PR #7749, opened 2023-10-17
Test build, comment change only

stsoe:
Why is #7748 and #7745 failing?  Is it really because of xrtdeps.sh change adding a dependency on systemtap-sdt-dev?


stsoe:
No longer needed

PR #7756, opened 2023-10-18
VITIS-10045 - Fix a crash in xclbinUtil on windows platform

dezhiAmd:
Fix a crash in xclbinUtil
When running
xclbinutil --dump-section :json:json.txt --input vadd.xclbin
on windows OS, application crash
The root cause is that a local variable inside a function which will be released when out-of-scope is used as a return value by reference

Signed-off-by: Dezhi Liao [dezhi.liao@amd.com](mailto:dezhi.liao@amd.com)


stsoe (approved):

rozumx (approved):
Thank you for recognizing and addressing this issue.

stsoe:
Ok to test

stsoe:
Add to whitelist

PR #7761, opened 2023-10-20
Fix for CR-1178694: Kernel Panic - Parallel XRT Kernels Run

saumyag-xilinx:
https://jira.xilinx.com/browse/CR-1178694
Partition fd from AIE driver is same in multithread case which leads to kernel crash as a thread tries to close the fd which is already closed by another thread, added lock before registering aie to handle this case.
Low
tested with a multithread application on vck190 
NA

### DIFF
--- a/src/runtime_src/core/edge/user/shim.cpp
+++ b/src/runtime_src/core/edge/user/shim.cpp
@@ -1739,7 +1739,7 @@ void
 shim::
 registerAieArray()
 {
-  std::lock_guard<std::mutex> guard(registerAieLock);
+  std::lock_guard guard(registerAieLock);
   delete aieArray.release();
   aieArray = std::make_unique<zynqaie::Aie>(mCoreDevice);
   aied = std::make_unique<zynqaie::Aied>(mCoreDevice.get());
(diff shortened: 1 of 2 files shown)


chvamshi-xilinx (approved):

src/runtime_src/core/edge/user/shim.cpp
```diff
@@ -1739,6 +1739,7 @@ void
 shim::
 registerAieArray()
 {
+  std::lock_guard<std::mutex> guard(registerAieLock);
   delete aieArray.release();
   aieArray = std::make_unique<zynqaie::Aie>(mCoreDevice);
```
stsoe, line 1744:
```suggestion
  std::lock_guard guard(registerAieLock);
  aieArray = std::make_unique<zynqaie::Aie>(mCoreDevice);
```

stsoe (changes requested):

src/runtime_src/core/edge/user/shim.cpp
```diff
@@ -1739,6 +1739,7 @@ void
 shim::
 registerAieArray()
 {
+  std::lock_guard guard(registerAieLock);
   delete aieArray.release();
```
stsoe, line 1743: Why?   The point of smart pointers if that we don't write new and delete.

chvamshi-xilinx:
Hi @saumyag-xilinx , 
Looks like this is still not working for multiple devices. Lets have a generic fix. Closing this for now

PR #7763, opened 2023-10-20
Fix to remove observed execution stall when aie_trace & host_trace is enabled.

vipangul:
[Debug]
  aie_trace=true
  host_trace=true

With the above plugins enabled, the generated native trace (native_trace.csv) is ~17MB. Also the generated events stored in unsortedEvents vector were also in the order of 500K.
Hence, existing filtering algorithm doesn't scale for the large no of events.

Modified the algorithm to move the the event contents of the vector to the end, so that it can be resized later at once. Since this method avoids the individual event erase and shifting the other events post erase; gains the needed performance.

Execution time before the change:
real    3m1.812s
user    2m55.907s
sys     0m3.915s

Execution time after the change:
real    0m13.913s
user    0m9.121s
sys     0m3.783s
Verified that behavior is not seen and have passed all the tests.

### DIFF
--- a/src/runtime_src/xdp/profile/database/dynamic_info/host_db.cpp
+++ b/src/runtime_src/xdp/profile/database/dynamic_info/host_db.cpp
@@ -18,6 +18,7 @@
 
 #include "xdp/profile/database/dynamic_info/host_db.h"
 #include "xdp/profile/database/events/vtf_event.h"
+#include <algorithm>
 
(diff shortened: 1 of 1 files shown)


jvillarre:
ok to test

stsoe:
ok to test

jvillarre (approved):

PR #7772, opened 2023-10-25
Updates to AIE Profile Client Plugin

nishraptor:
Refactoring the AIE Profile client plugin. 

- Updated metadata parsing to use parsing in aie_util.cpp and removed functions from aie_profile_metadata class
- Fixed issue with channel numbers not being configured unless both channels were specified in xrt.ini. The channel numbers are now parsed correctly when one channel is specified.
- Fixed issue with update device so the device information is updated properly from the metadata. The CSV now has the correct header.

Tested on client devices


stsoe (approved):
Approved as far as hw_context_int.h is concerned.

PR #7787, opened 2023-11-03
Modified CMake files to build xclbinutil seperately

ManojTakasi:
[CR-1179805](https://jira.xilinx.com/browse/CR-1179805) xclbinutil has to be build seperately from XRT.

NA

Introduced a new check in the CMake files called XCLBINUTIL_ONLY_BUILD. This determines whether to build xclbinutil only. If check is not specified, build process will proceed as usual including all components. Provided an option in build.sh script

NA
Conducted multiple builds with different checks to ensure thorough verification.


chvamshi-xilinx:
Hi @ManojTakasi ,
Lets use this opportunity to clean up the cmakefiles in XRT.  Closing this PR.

*Work instruction*
Retype each entry without altering a single word.

*Response*
PR #7749, opened 2023-10-17
Test build, comment change only

stsoe:
Why is #7748 and #7745 failing?  Is it really because of xrtdeps.sh change adding a dependency on systemtap-sdt-dev?


stsoe:
No longer needed

PR #7756, opened 2023-10-18
VITIS-10045 - Fix a crash in xclbinUtil on windows platform

dezhiAmd:
Fix a crash in xclbinUtil
When running
xclbinutil --dump-section :json:json.txt --input vadd.xclbin
on windows OS, application crash
The root cause is that a local variable inside a function which will be released when out-of-scope is used as a return value by reference

Signed-off-by: Dezhi Liao [dezhi.liao@amd.com](mailto:dezhi.liao@amd.com)


stsoe (approved):

rozumx (approved):
Thank you for recognizing and addressing this issue.

stsoe:
Ok to test

stsoe:
Add to whitelist

PR #7761, opened 2023-10-20
Fix for CR-1178694: Kernel Panic - Parallel XRT Kernels Run

saumyag-xilinx:
https://jira.xilinx.com/browse/CR-1178694
Partition fd from AIE driver is same in multithread case which leads to kernel crash as a thread tries to close the fd which is already closed by another thread, added lock before registering aie to handle this case.
Low
tested with a multithread application on vck190 
NA

### DIFF
--- a/src/runtime_src/core/edge/user/shim.cpp
+++ b/src/runtime_src/core/edge/user/shim.cpp
@@ -1739,7 +1739,7 @@ void
 shim::
 registerAieArray()
 {
-  std::lock_guard<std::mutex> guard(registerAieLock);
+  std::lock_guard guard(registerAieLock);
   delete aieArray.release();
   aieArray = std::make_unique<zynqaie::Aie>(mCoreDevice);
   aied = std::make_unique<zynqaie::Aied>(mCoreDevice.get());
(diff shortened: 1 of 2 files shown)


chvamshi-xilinx (approved):

src/runtime_src/core/edge/user/shim.cpp
```diff
@@ -1739,6 +1739,7 @@ void
 shim::
 registerAieArray()
 {
+  std::lock_guard<std::mutex> guard(registerAieLock);
   delete aieArray.release();
   aieArray = std::make_unique<zynqaie::Aie>(mCoreDevice);
```
stsoe, line 1744:
```suggestion
  std::lock_guard guard(registerAieLock);
  aieArray = std::make_unique<zynqaie::Aie>(mCoreDevice);
```

stsoe (changes requested):

src/runtime_src/core/edge/user/shim.cpp
```diff
@@ -1739,6 +1739,7 @@ void
 shim::
 registerAieArray()
 {
+  std::lock_guard guard(registerAieLock);
   delete aieArray.release();
```
stsoe, line 1743: Why?   The point of smart pointers if that we don't write new and delete.

chvamshi-xilinx:
Hi @saumyag-xilinx , 
Looks like this is still not working for multiple devices. Lets have a generic fix. Closing this for now

PR #7763, opened 2023-10-20
Fix to remove observed execution stall when aie_trace & host_trace is enabled.

vipangul:
[Debug]
  aie_trace=true
  host_trace=true

With the above plugins enabled, the generated native trace (native_trace.csv) is ~17MB. Also the generated events stored in unsortedEvents vector were also in the order of 500K.
Hence, existing filtering algorithm doesn't scale for the large no of events.

Modified the algorithm to move the the event contents of the vector to the end, so that it can be resized later at once. Since this method avoids the individual event erase and shifting the other events post erase; gains the needed performance.

Execution time before the change:
real    3m1.812s
user    2m55.907s
sys     0m3.915s

Execution time after the change:
real    0m13.913s
user    0m9.121s
sys     0m3.783s
Verified that behavior is not seen and have passed all the tests.

### DIFF
--- a/src/runtime_src/xdp/profile/database/dynamic_info/host_db.cpp
+++ b/src/runtime_src/xdp/profile/database/dynamic_info/host_db.cpp
@@ -18,6 +18,7 @@
 
 #include "xdp/profile/database/dynamic_info/host_db.h"
 #include "xdp/profile/database/events/vtf_event.h"
+#include <algorithm>
 
(diff shortened: 1 of 1 files shown)


jvillarre:
ok to test

stsoe:
ok to test

jvillarre (approved):

PR #7772, opened 2023-10-25
Updates to AIE Profile Client Plugin

nishraptor:
Refactoring the AIE Profile client plugin. 

- Updated metadata parsing to use parsing in aie_util.cpp and removed functions from aie_profile_metadata class
- Fixed issue with channel numbers not being configured unless both channels were specified in xrt.ini. The channel numbers are now parsed correctly when one channel is specified.
- Fixed issue with update device so the device information is updated properly from the metadata. The CSV now has the correct header.

Tested on client devices


stsoe (approved):
Approved as far as hw_context_int.h is concerned.

PR #7787, opened 2023-11-03
Modified CMake files to build xclbinutil seperately

ManojTakasi:
[CR-1179805](https://jira.xilinx.com/browse/CR-1179805) xclbinutil has to be build seperately from XRT.

NA

Introduced a new check in the CMake files called XCLBINUTIL_ONLY_BUILD. This determines whether to build xclbinutil only. If check is not specified, build process will proceed as usual including all components. Provided an option in build.sh script

NA
Conducted multiple builds with different checks to ensure thorough verification.


chvamshi-xilinx:
Hi @ManojTakasi ,
Lets use this opportunity to clean up the cmakefiles in XRT.  Closing this PR.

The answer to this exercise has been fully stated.